EXERCISE PROMPT — Scan the lines below for the word "section". Copy each line you find it in.
##### RECORDS
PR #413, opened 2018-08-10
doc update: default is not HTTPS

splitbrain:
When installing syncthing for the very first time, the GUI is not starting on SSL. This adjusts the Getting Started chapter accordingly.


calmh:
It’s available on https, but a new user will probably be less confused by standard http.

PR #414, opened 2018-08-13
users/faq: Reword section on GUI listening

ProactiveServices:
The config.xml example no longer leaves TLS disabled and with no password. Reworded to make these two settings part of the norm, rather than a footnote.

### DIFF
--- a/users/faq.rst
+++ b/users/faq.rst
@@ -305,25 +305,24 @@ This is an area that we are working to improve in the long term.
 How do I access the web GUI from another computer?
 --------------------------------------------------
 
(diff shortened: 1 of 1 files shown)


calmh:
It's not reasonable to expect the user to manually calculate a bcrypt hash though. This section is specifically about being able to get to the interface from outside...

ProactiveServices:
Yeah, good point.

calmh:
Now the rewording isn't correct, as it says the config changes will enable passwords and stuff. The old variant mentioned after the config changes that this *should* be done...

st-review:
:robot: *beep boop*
##########
REPLY —
users/faq: Reword section on GUI listening
It's not reasonable to expect the user to manually calculate a bcrypt hash though. This section is specifically about being able to get to the interface from outside...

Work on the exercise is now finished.